Холмогоров открыл рот: «А так и звать, как и всех людей, по имени». «Ну и какое у тебя, человек, имя?» «Простое. Человеческое». «Какое-такое?!» – Лейтенант взвился, аж приподнялся на локотки. «Вам надо в покое быть. Больно много ругаетесь». «Больно? Да что ты знаешь про боль?!» – вскрикнул лейтенант. «Знаю», – пролепетал Алеша, осиливая волнение. «Дурак, – вдруг чуждо произнес лейтенант и, скорчившись как от удара в живот, начал цедить сквозь обиду и злость: – Хуже нас нет. Пора закрывать этот дурдом. Люди не должны жить. Всех нас надо уничтожить. Нет, не по отдельности, чтоб кто-то оставался, а всех разом. Только всех и разом, чтобы нажать кнопку, которая там, и решить этот вопрос навсегда. Ну, что ты пялишь на меня свои круглые глазки? Давай, человек, шагай, жуй свою солянку, пока дают. Оно верно, от сала не умрешь, салом не убьешь. А свинья знала, чье мы сало съели?» В последних словах голос лейтенант возвысился уже с надменной ухмылкой. Он изрек: «Мертвецы ходят по двое». И умолк.
Разговор, что был начат с ухмылки, кончился такой же, непонятно для чего рожденной внушительной пустотой. Алеша успел только ощутить в этой пустоте, что чужой человек говорил с ним так, будто все о нем знал.

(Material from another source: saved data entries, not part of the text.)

PR #11, opened 2023-09-08
Patch 1

UFO-101:


src/posts/urgency.md
```diff
@@ -30,28 +24,25 @@ It's because GPT-4 has been fine-tuned to not mislead people. It's not good for
...
+- **We like to think that we're special**. Humans like to feel that we are special. If an AI can do what we can do, we're not special anymore. This is a hard pill to swallow, and the [brain has many defense mechanisms to avoid this](psychology-of-x-risk).
 - **We're really bad at exponential growth**. We tend to structurally and predictably underestimate how exponential growth cumulates over time. This has been shown in [scientific studies](https://www.researchgate.net/figure/Underestimation-of-exponential-growth-a-shows-the-participants-prediction-of-the_fig4_351171143).
 
-But there are still some things that an AI can't do yet, luckily.
+Luckily there are still some things that an AI can't do yet.
 It cannot [hack better than the best hackers](/cybersecurity-risks) and it cannot do AI research as well as the best AI researchers.
-**When we reach either of these thresholds, we will be in danger**.
+**When we reach either of these thresholds, we will in a new regime of increased risk**.
```
joepio, line 45: be in?

src/posts/cybersecurity-risks.md
```diff
@@ -27,31 +27,8 @@ or use [WiFi to see humans through walls](https://www.marktechpost.com/2023/02/1
 There will most likely come a point where an AI is better at hacking than the best human hackers.
 This can go wrong in many ways.
 
-- **Nuclear**: Cyberweapons can be used to gain access to nuclear materials, meltdown a reactor, convince humans they need to fire nuclear missiles, or even fire them automatically.
```
joepio, line 30: This deserves a source, but it should not be removed in its entirety. I remember reading some articles about it .

- https://www.nytimes.com/2017/03/14/opinion/why-our-nuclear-weapons-can-be-hacked.html
- https://www.nti.org/analysis/articles/cyber/

Deserves more discussion probably

src/posts/cybersecurity-risks.md
```diff
@@ -27,31 +27,8 @@ or use [WiFi to see humans through walls](https://www.marktechpost.com/2023/02/1
...
-No single person could do this, but a sufficiently capable AI could.
-This type of Super Virus could spread to effectively all machines that have some sort of connection to other computers (through WiFi, Bluetooth, UTP, etc.).
-It could then have full control over these machines.
-It could steal data, spread itself, use the hardware for computations, or simply make the machine unusable.
-
-If creating these types of viruses becomes technically feasible, someone will likely do it eventually.
-It could happen by accident (e.g. by a [misaligned AI](/xrisk)), or it could happen on purpose (e.g. as a cyber weapon by a nation or terrorist).
-And when that happens, the effects could be devastating.
-
-If effectively all computers are disabled, society breaks down.
```
joepio, line 50: This point about societal breakdown and combining multiple zero-days in one virus is important to the main premise of the article: cybersecurity skills can threaten many lives.

It's an extreme scenario, and if there are things wrong in the argument I'd love to hear them

src/posts/faq.md
```diff
@@ -18,15 +18,12 @@ AI safety researchers (who are the experts on this topic) are divided on this qu
 Note that no (surveyed) AI safety researchers believe that there's a 0% chance.
 However, there might be selection bias here: people who work in the AI safety field are likely to do so because they believe preventing bad AI outcomes is important.
 
-If you ask AI researchers in general (not safety specialists), this number drops to a [mean value of around 14%](https://aiimpacts.org/2022-expert-survey-on-progress-in-ai/).
+If you ask AI researchers in general (not safety specialists), this number drops to a [mean value of around 14%](https://aiimpacts.org/2022-expert-survey-on-progress-in-ai/), with a median of 5%.
 A small minority, about 4% of them, believe that the alignment problem is not a real problem.
 Note that there might be a selection bias here in the opposite direction: people who work in AI are likely to do so because they believe AI will be beneficial.
 
 _Imagine you're invited to take a test flight on a new airplane_.
-The airplane safety experts on average think there's a 30% chance it would crash.
```
joepio, line 26: Why remove this line? It makes the analogy more powerful and it's backed up by data.

src/posts/faq.md
```diff
@@ -18,15 +18,12 @@ AI safety researchers (who are the experts on this topic) are divided on this qu
...
-The plane engineers think there's a 14% chance of crashing.
-About 4% of engineers are saying that there's no chance of crashing, it is uncrashable.
-
+The plane engineers think there's a 5% chance of crashing.
```
joepio, line 26: That's not their average estimate - it's 14%. Why use the median value here?

Perhaps if you change the sentence to "the average plane engineer thinks there's a 5% chance of crashing" that makes sense.

Or "The plane engineers, on average, think there's a 14% chance of crashing".

I'd go for using the average instead of the median value.

src/posts/summit.md
```diff
@@ -12,24 +12,14 @@ This needs to happen on an international level.
 
 The primary goal of PauseAI was to convince one government to organize such a summit.
 Just 5 weeks after the first PauseAI protest, the UK government has [announced](https://www.gov.uk/government/news/uk-to-host-first-global-summit-on-artificial-intelligence) that they will host an AI safety summit in on November 1-2 in London.
-This is amazing news, and we are very grateful to the UK government for taking this step.
+This is amazing news, and we are very grateful to the UK government for taking this step (we are not claiming we are solely responsible for this summit :).
```
joepio, line 15: I agree with adding this message (never wanted to insinuate that we have any responsibility, by the way).

Maybe move it to a separate sentence, and one line higher, and drop the `:`

src/posts/summit.md
```diff
@@ -12,24 +12,14 @@ This needs to happen on an international level.
...
 However, this does not mean that we're done.
 
 ## What is a summit?
 
-A summit is a meeting of national governments, hosted by one of them.
```
joepio, line 20: Ok with removing this part. But by removing this, the title of this section and the next paragraph feel odd

src/posts/xrisk.md
```diff
@@ -5,11 +5,9 @@ description: Why AI is a risk for the future of our existence, and why we need t
 
 ## Experts are sounding the alarm
 
-AI researchers on average [believe](https://aiimpacts.org/2022-expert-survey-on-progress-in-ai/) there's a 14% chance that once we build a superintelligent AI, it will lead to "very bad outcomes (e.g. human extinction)".
+AI researchers on average [believe](https://aiimpacts.org/2022-expert-survey-on-progress-in-ai/) there's a 5% chance that once we build a superintelligent AI, it will lead to "very bad outcomes (e.g. human extinction)".
 
-Would you choose to be a passenger on a test flight of a new plane when airplane engineers think there’s a 14% chance that it will crash?
-
-When you ask AI safety researchers (the people who actually research the safety risks of AI), the average estimate for bad outcomes [grows to 30%](https://forum.effectivealtruism.org/posts/8CM9vZ2nnQsWJNsHx/existential-risk-from-ai-survey-results).
```
joepio, line 12: Why leave this out? I think AI safety researchers are far more likely to have given this subject serious thought than an average AI researcher. Their estimates are valuable.

src/posts/xrisk.md
```diff
@@ -5,11 +5,9 @@ description: Why AI is a risk for the future of our existence, and why we need t
 
 ## Experts are sounding the alarm
 
-AI researchers on average [believe](https://aiimpacts.org/2022-expert-survey-on-progress-in-ai/) there's a 14% chance that once we build a superintelligent AI, it will lead to "very bad outcomes (e.g. human extinction)".
+AI researchers on average [believe](https://aiimpacts.org/2022-expert-survey-on-progress-in-ai/) there's a 5% chance that once we build a superintelligent AI, it will lead to "very bad outcomes (e.g. human extinction)".
```
joepio, line 8: The average value is 14%, not 5%.

It's misleading to use the median and say `average`. Why should we mislead people about this?

src/posts/xrisk.md
```diff
@@ -128,33 +121,23 @@ This is an AI, using the aforementioned AutoGPT + GPT-4, that is instructed to "
...
-But what would happen if it was extremely intelligent?
-What could have happened if it was smart enough to [hack into nuclear silos](https://t.co/UNPERx9NdL)?
+Luckily ChaosGPT didn't get very far in its quest for dominance.
+The reason it didn't get very far: it wasn't that smart.
+As language models improve the threat from AIs such as ChaosGPT will increase.
 
-The dangerous capacity is intelligence.
-There is no need for consciousness, a body, or any underlying motivation.
-It does not matter if it is just a chatbot - it can still be an existential threat with the wrong prompt, a tool like AutoGPT and sufficient intelligence.
-If an AI is smart enough to take over, at some point in time it will try to do this, simply because people will try all sorts of things.
```
joepio, line 139: This argument feels too important to leave out. I even think it deservers an entire paragraph, instead of one sentence.

Every time we use an AI, we create a new instance. Every prompt is different, and every prompt means that instance could land in a configuration where it decides that spreading itself is sensible. 

It only has to go wrong once. We can have 99999 AI's that are friendly oracles that answer our questions and do their tasks, and only one instance that decides that it should seek power, and we're fucked.

src/posts/xrisk.md
```diff
@@ -128,33 +121,23 @@ This is an AI, using the aforementioned AutoGPT + GPT-4, that is instructed to "
...
 [Read more about urgency](/urgency).
 
 ## AI companies are locked in a race to the bottom
 
-Building artificial intelligence used to be mostly a research/university thing.
-In just a couple of months, it became a multi-billion dollar industry.
-And the companies involved are rushing to build the most powerful AI they can.
-They are pressured by investors to focus on capabilities, not safety.
-We need to give these AI companies a reason to focus on safety.
+OpenAI, DeepMind and Anthropic want to develop AI safely, but they are forced by various incentives to compete with each other and keep moving faster.
```
joepio, line 141: Not entirely sure about this tone shift. We're still a group of activists, and we should keep pressure on these AI companies. They're not the victims here. It's not that Moloch is actually putting a gun to their heads.

joepio (changes requested):
Wow, thanks for all these changes! Lots of great improvements.

I've left a bunch of comments where I don't (yet) agree with the changes. 

No comment = great stuff! :)

src/posts/summit.md
UFO-101: Changed it a bit

src/posts/summit.md
UFO-101: Changed title and next line

src/posts/xrisk.md
UFO-101: Changed to "The average AI researcher believes".

See discussion above. I think giving conservative estimates is more persuasive, and strategically choosing the highest of the mean or median for each survey is in fact statistical manipulation.

src/posts/xrisk.md
UFO-101: See discussion above. I agree their estimates are more valuable. But only because I _already_ believe in AI x-risk.

src/posts/xrisk.md
```diff
@@ -90,14 +85,12 @@ An AI could have any goal.
 Maybe it wants to calculate pi, maybe it wants to cure cancer, maybe it wants to self-improve.
 This depends on how it is trained.
 But even though we cannot tell what a superintelligence will want to achieve, we can make predictions about its sub-goals.
-We can [mathematically prove](https://arxiv.org/pdf/1912.01683.pdf) what a rational machine will pursue in _virtually any goal_:
```
UFO-101, line 93: Btw, this paper has been dis-endorsed by its own author as irrelevant.

src/posts/xrisk.md
UFO-101: Sure, I think adding a paragraph on this could be good. But I think the way it is currently stated is hard to understand.

src/posts/xrisk.md
UFO-101: Updated this section.

(Discussing investors is complicated because OpenAI and Anthropic have unusual corporate structures to try to mitigate this problem.)

src/posts/faq.md
joepio: The number does not reflect how many people the risk is real, but how large the risk is.

AI safety researchers are the domain experts here.

If you want to know how many people don't believe the alignment problem is real, that one is included too. That would be analogous to saying "the earth is flat"

src/posts/cybersecurity-risks.md
joepio: As soon as the capability to find novel zero days exists, AI can create such a super virus, because AI works extremely fast and can be scaled up to checking all code bases.

I expect this capability to emerge before full on superintelligence.

src/posts/xrisk.md
joepio: Choosing the Lowe number because it's more pursuasive is explicitly manipulative though.


If anything, I'd rather revert to the "half of scientists think there's a larger than 10% chance", which shows that it's not a small number of extremes pushing the number.

src/posts/faq.md
joepio: Good points. On manipulation I disagree, as we're not choosing the highest number, we're simply showing the average - an easier to understand, more commonly used statistical metric than the median. And we're not showing different numbers from different studies.

On pursuasiveness, you may have a point, it might convince more people if we use the lower number. But that _is_ being manipulative. 

I believe we should be honest and speak the truth. We should not choose the lower number with the less commonly used statistical tool to make our case more convincing.

src/posts/xrisk.md
joepio: Didn't know that, looks like I've got some reading to do. 

This post is probably a good start: https://www.lesswrong.com/posts/pdaGN6pQyQarFHXF4/reward-is-not-the-optimization-target

src/posts/cybersecurity-risks.md
UFO-101: Updated

src/posts/faq.md
UFO-101: Manipulating the data to be as charitable as possible to the other side seems fine. I don't agree the average is the default choice here. I think in an opinion survey like this it is probably more standard to report the median.

src/posts/faq.md
```diff
@@ -18,15 +18,12 @@ AI safety researchers (who are the experts on this topic) are divided on this qu
...
+If you ask AI researchers in general (not safety specialists), this number drops to a [mean value of around 14%](https://aiimpacts.org/2022-expert-survey-on-progress-in-ai/), with a median of 5%.
 A small minority, about 4% of them, believe that the alignment problem is not a real problem.
 Note that there might be a selection bias here in the opposite direction: people who work in AI are likely to do so because they believe AI will be beneficial.
 
 _Imagine you're invited to take a test flight on a new airplane_.
-The airplane safety experts on average think there's a 30% chance it would crash.
-The plane engineers think there's a 14% chance of crashing.
-About 4% of engineers are saying that there's no chance of crashing, it is uncrashable.
-
+The average plane engineers thinks there's a 5% chance of crashing.
```
joepio, line 26: Using the median value while saying "average" is misleading. Also, I don't think we should use the median value here - we should use the mean.

Say we had 10 researchers, 4 of which had a p(doom) of 100% and 6 of them 0%. The median p(doom) would be 0%, the mean 40%.

How worried should you be in this case? 40% or 0%? Really, the relevant number here is the _average_, not the median!

The median is misleading.

src/posts/faq.md
joepio: AI safety researchers are the actual experts here, so I don't think the analogy is unfair. If experts are _this_ worried about it, we should be worried, too.

src/posts/xrisk.md
```diff
@@ -5,11 +5,9 @@ description: Why AI is a risk for the future of our existence, and why we need t
 
 ## Experts are sounding the alarm
 
-AI researchers on average [believe](https://aiimpacts.org/2022-expert-survey-on-progress-in-ai/) there's a 14% chance that once we build a superintelligent AI, it will lead to "very bad outcomes (e.g. human extinction)".
+The average AI researcher [believes](https://aiimpacts.org/2022-expert-survey-on-progress-in-ai/) there's a 5% chance that once we build a superintelligent AI, it will lead to "very bad outcomes (e.g. human extinction)".
```
joepio, line 8: Using median + using the word average is misleading (see above)

src/posts/xrisk.md
joepio: Fair

src/posts/faq.md
```diff
@@ -83,7 +80,7 @@ These companies have been very slow to acknowledge x-risk, considering that many
 So in our view, the AI companies are not pushing the x-risk narrative, they have been reactive to others pushing it, and have waited with their response until it was absolutely necessary.
 
 The business incentives point in the other direction: companies would rather not have people worry about the risks of their products.
-Virtually all companies downplay risks to attract customers and investments (remember the Oceangate submarine?), not exaggerate them.
```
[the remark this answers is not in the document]
joepio: Really? I expect most people to have followed this story in some degree. Maybe I should add a link: https://en.wikipedia.org/wiki/Titan_submersible_implosion

joepio (changes requested):
Thanks for the changes again! See comments

src/posts/faq.md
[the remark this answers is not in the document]
UFO-101: Regardless I don't think this is a strong argument. Individual stories can be found to support any position.

src/posts/faq.md
UFO-101: Okay reverted to 14%

src/posts/xrisk.md
UFO-101: Reverted.

src/posts/faq.md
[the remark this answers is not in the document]
joepio: fair point

joepio (approved):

Он вышел наружу, чувствуя себя не то обманутым, не то обманщиком, и пошагал по коридору, на каждом шагу честно воскрешая в памяти лица офицеров, которые прошли за эти годы перед его глазами. Полигон был местом, куда каждый, кто обращался с оружием, будто исполняя повинность, хоть раз в год являлся. Запомниться могли не все. Алеша мало что о ком знал, но близко или в отдалении повидал, наверное, каждого. В той череде лиц из прошлого – блеклых, водянистых, как если бы разочарованных жизнью – лицо человека из офицерской палаты или не явилось, или вплывало из прошлого до того неузнаваемое, что не имело ничего общего с оригиналом. «Холмогоров! Ну-ка подойди!» – В ту же минуту, когда он шагал с грязной чужой посудой по коридору, утром еще гладкому и тихому, раздался ревнивый нервный окрик из распахнутого мышеловкой кабинета.
Институтов то ли брезгливо, то ли пугливо ютился на пороге собственного кабинета и сам же держал нараспашку дверь, выпроваживая наружу маленького, однако приметного всей своей наружностью человека.